The employment status and employment relationships of private school teachers have, over time, been enjoying impressive privileges. In fact, regardless of the quality of the educational work provided by them. Regardless of the satisfaction of their supervisors, their students and parents. The termination of their employment contracts could not be described as an easy (at a legal level) case. The opposite. This regardless of whether they were excellent, less good, mediocre or bad.
Dismissal or, more precisely, replacement?
But let us list, in quotation marks, some related questions.

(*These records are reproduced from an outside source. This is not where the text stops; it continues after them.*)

Issue #1230, opened 2022-01-26
Turn the CI green before the next release


felixdivo:
Most of the work was done in #1224 and  #1221, but maybe small stuff is left and we want to have a clean release.

zariiii9003:
There are also some deprecation warnings that we could fix

```
can/interfaces/__init__.py:36
  /home/runner/work/python-can/python-can/can/interfaces/__init__.py:36: DeprecationWarning: SelectableGroups dict interface is deprecated. Use select.
    if "can.interface" in entry:

test/notifier_test.py::AsyncNotifierTest::test_asyncio_notifier
  /home/runner/work/python-can/python-can/test/notifier_test.py:43: DeprecationWarning: There is no current event loop
    loop = asyncio.get_event_loop()
```

PR #1233, opened 2022-01-27
Fix entry_points deprecation

felixdivo:
Part of  #1230.


zariiii9003 (approved):

can/interfaces/__init__.py
```diff
@@ -32,14 +32,16 @@
...
+    except TypeError:
+        # Fallback for Python <3.10
+        # See https://docs.python.org/3/library/importlib.metadata.html#entry-points, "Compatibility Note"
+        entries = entry_points().get("can.interface", [])
+
+    BACKENDS.update(
+        {interface.name: tuple(interface.value.split(":")) for interface in entries}
+    )
 except ImportError:
     from pkg_resources import iter_entry_points
```
zariiii9003, line 46: Do we still need this?

can/interfaces/__init__.py
```diff
@@ -32,14 +32,16 @@
...
-            {
-                interface.name: tuple(interface.value.split(":"))
-                for interface in entry["can.interface"]
-            }
-        )
+    try:
+        entries = entry_points(group="can.interface")
+    except TypeError:
+        # Fallback for Python <3.10
+        # See https://docs.python.org/3/library/importlib.metadata.html#entry-points, "Compatibility Note"
```
zariiii9003, line 39: We could also use `importlib_metadata` from PyPI as fallback

felixdivo: That would also be possible, yep.
As it's just so little effort, I thought it's simpler to just handle the fallback here.

can/interfaces/__init__.py
felixdivo: Probably not for long, see #1234. 😃

PR #1238, opened 2022-01-27
Improve IO typing

zariiii9003:


felixdivo (approved):
I think we can merge this as-is and fix the pylint issues in a subsequent PR to keep the diffs simple  and clear.

felixdivo:
Nice! We're getting there ...

PR #1241, opened 2022-01-28
Prepare 4.0.0-rc.0

felixdivo:
I did not update the [Acknowledgements](https://python-can.readthedocs.io/en/develop/history.html#acknowledgements) section since it's hard to get an overview over the last few years. Even after assembling the changelog, which already took forever. One needs to also update the `CONTRIBUTORS.txt`. **But** both can IMHO also be updated just before the final `4.0.0`, and do not need to be ready for the pre-release. The changelog was more important, since people can check the changes and change their code. I'll open an issue for it, but I'm not eager to actually do it ...

### DIFF
--- a/can/__init__.py
+++ b/can/__init__.py
@@ -8,7 +8,7 @@ messages on a can bus.
 import logging
 from typing import Dict, Any
 
-__version__ = "4.0.0-dev.2"
+__version__ = "4.0.0-rc.0"
 
 log = logging.getLogger("can")
 
--- a/doc/history.rst
+++ b/doc/history.rst
@@ -49,7 +49,7 @@ The CANalyst-II interface was contributed by Shaoyu Meng in 2018.
 Support for CAN within Python
 -----------------------------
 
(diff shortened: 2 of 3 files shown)


felixdivo:
@hardbyte I checked [the docs for creating a new release](https://python-can.readthedocs.io/en/develop/development.html#creating-a-new-release) and found that I am not able to GPG-sign the wheels (since of course, I don't have your private key). Can you do that instead?

felixdivo:
Or should I just use [this](https://github.com/hardbyte/python-can/blob/develop/.travis.yml#L77) Travis CI job instead? Semms like "no", since that only works when releasing from the `master` branch ([doc](https://docs.travis-ci.com/user/deployment/pypi/#deploying-specific-branches)).

hardbyte:
I'm traveling(!) until mid next week and don't have gpg keys on me. Happy for you to release binaries without my signature or without any signature though.

felixdivo:
Okay, then enjoy it :smile: I'll be unavailable 'till then too and will probably release it ~Thursday.

Issue #1245, opened 2022-01-29
[io][asc]: parser / writer using DLC as data length


jazi007:
### Describe the bug
**Reader**
https://github.com/hardbyte/python-can/blob/develop/can/io/asc.py#L197: using DLC (data length code) from ASC as dlc (Data length) in python-can message. I think `data_length` must be used instead

**Writer**
https://github.com/hardbyte/python-can/blob/develop/can/io/asc.py#L384: inverse is done here. instead `len2dlc(msg.dlc)` 

### To Reproduce
asc_bug.py at python-can root

```python
from pathlib import Path
from can import LogReader

if __name__ == "__main__":
    path = Path(__file__).parent / "test" / "data" / "test_CanFdMessage64.asc"
    reader = LogReader(path)
    for msg in reader:
        print(msg)
```
output:
```bash
Timestamp:       30.506898        ID: 04ee    S Rx     F    EI    DL: 15    a1 02 03 04 00 00 00 00 00 00 00 00 00 00 00    Channel: 3
Timestamp:       31.506898    ID: 1c4d80a7    X Rx     F BS       DL: 15    b1 02 03 04 00 00 00 00 00 00 00 00 00 00 00    Channel: 3
```

In the `test_CanFdMessage64.asc` frames are 64 bytes length

### Expected behavior
frames should have 64 bytes length

### Additional context
used python-can is develop branch

PR #1246, opened 2022-01-29
[IO][ASC]: fix data length

jazi007:
Fix https://github.com/hardbyte/python-can/issues/1245


can/io/asc.py
```diff
@@ -381,8 +390,8 @@ def on_message_received(self, msg: Message) -> None:
                 symbolic_name="",
                 brs=1 if msg.bitrate_switch else 0,
                 esi=1 if msg.error_state_indicator else 0,
-                dlc=msg.dlc,
-                data_length=len(data),
+                dlc=len2dlc(msg.dlc),
```
felixdivo, line 393: Yeah, `msg.dlc` is confusing (#1212). This change and the one to `test/logformats_test.py` looks good.

felixdivo (approved):
Looks good overall! Thanks for the analysis!

PR #1252, opened 2022-02-05
Pass flags instead of flags_t type for USB2CAN

jacobian91:
It looks like flags_t the type was being used instead of the flags argument.

### DIFF
--- a/can/interfaces/usb2can/usb2canInterface.py
+++ b/can/interfaces/usb2can/usb2canInterface.py
@@ -94,7 +94,7 @@ class Usb2canBus(BusABC):
         channel=None,
         dll="usb2can.dll",
         flags=0x00000008,
-        *args,
+        *_,
         bitrate=500000,
         **kwargs,
     ):
@@ -119,9 +119,7 @@ class Usb2canBus(BusABC):
         connector = f"{device_id}; {baudrate}"
         self.handle = self.can.open(connector, flags)
 
-        super().__init__(
-            channel=channel, dll=dll, flags=flags, bitrate=bitrate, *args, **kwargs
-        )
+        super().__init__(channel=channel, **kwargs)
 
     def send(self, msg, timeout=None):
         tx = message_convert_tx(msg)
--- a/can/interfaces/usb2can/usb2canInterface.py
+++ b/can/interfaces/usb2can/usb2canInterface.py
@@ -9,7 +9,6 @@ from typing import Optional
 from can import BusABC, Message, CanInitializationError, CanOperationError
 from .usb2canabstractionlayer import Usb2CanAbstractionLayer, CanalMsg, CanalError
 from .usb2canabstractionlayer import (
-    flags_t,
     IS_ERROR_FRAME,
     IS_REMOTE_FRAME,
     IS_ID_TYPE,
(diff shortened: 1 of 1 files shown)


jacobian91:
This is the traceback when encountering this error:

```python
Unable to create CAN node Traceback (most recent call last):

File "...\site-packages\can\interfaces\usb2can\usb2canabstractionlayer.py", line 141, in open
    result = self.__m_dllBasic.CanalOpen(config_ascii, flags)
             │                           │             └ <class 'ctypes.c_ulong'>
             │                           └ b'F8BAFED8; 500'
             └ <can.interfaces.usb2can.usb2canabstractionlayer.Usb2CanAbstractionLayer object at 0x0000020F03E5D370>

ctypes.ArgumentError: argument 2: <class 'TypeError'>: Don't know how to convert parameter 2
```

can/interfaces/usb2can/usb2canInterface.py
```diff
@@ -9,7 +9,6 @@
 from can import BusABC, Message, CanInitializationError, CanOperationError
 from .usb2canabstractionlayer import Usb2CanAbstractionLayer, CanalMsg, CanalError
 from .usb2canabstractionlayer import (
-    flags_t,
```
jacobian91, line 12: The only reason I removed this is that with this change it is unused in the file.

can/interfaces/usb2can/usb2canInterface.py
```diff
@@ -118,10 +117,10 @@ def __init__(
         self.channel_info = f"USB2CAN device {device_id}"
 
         connector = f"{device_id}; {baudrate}"
-        self.handle = self.can.open(connector, flags_t)
+        self.handle = self.can.open(connector, flags)
 
         super().__init__(
-            channel=channel, dll=dll, flags_t=flags_t, bitrate=bitrate, *args, **kwargs
+            channel=channel, dll=dll, flags=flags, bitrate=bitrate, *args, **kwargs
```
felixdivo, line 123: Since `BusABC` does not know these, we can also ignore them here.

```suggestion
            channel=channel, bitrate=bitrate, *args, **kwargs
```

felixdivo (approved):

felixdivo:
Thanks @jacobian91!

can/interfaces/usb2can/usb2canInterface.py
jacobian91: I've also removed bitrate as it looks like `BusABC` doesn't use this either, so now this line is `super().__init__(channel=channel, **kwargs)`.
I've removed the `*args` as well to prevent errors from positional vs keyword argument ordering. the `BusABC` argument `can_filters` could get passed into `Usb2canBus` via `kwargs`.

can/interfaces/usb2can/usb2canInterface.py
```diff
@@ -94,7 +94,7 @@ def __init__(
         channel=None,
         dll="usb2can.dll",
         flags=0x00000008,
-        *args,
+        *_,
```
jacobian91, line 97: Optional style change, this documents that all additional positional arguments get ignored but won't throw an exception when passed in.

felixdivo (approved):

Is the termination of a teacher’s employment contract (under any conditions) equivalent to a common termination? The dismissal, in other words, of (any other) employee? In case of termination of the employment contract of a private school teacher, are we talking about the loss of another job in the direction of saving resources from an (analgesic) employer? To burden other employees with the work of the dismissed?
The answer is no, and that is a given!
Educators “fit”, as we all know, in some departments (eg teachers). However, they may also fit into more specific departments (eg philologists, mathematicians). However, all, without exception, cover specific, maximum, teaching hours in specific departments / classes. This means that in each school, without exception, a specific (proportional) number of teachers should serve. If we terminate a teacher’s employment contract, we will have to hire another in their place.
The owner of a private school, therefore, does not have the opportunity to fire a teacher “to save money”. They are obliged (secondarily by law) to cover teaching hours. To meet, above all, the needs of the school and their students. They are consequently obliged to replace the teacher whose contract they intend to terminate.
Therefore, the jobs of private school teachers in a private school always remain stable. Under the self-evident condition, of course, of maintaining the same number of students. Termination of the contract of a private school teacher presupposes their replacement by another.
And seeing the same issue from another point of view: Is it not, for the benefit of the school, its owner (but mainly the students and their parents) to replace the “problematic cases” (which are always found in employees & professionals) with excellent teachers? With teachers who will have excellent educational work to demonstrate and provide?
The attitude of the State, over time, towards private education
The establishment of private schools and the legal regime that governs their operation, has bothered our country for about two centuries.
The Constitution of Greece of 1827 was the one that established (article 20) the principle of freedom of private education. It foresaw the possibility for Greeks to establish schools and to choose educators. («Greeks have the right to establish any educational facility … and to choose the teachers that will be their educators.»).
In the subsequent Constitutions, however, there was a corresponding guarantee. At the same time, the obligation to license the establishment of private schools by the state was provided.
The current Constitution (article 16 §8) recognizes the possibility of establishing and operating “schools that do not belong to the state”. It grants to the law the determination of the conditions and terms of “granting permission for their establishment and operation”, the matters related to the supervision exercised over them… “.
Laws, over time, regulated these issues. Among them is Law 682/1977 “On private schools of general education and boarding schools”. Some provisions of which are still in force. Others have undergone a number of modifications.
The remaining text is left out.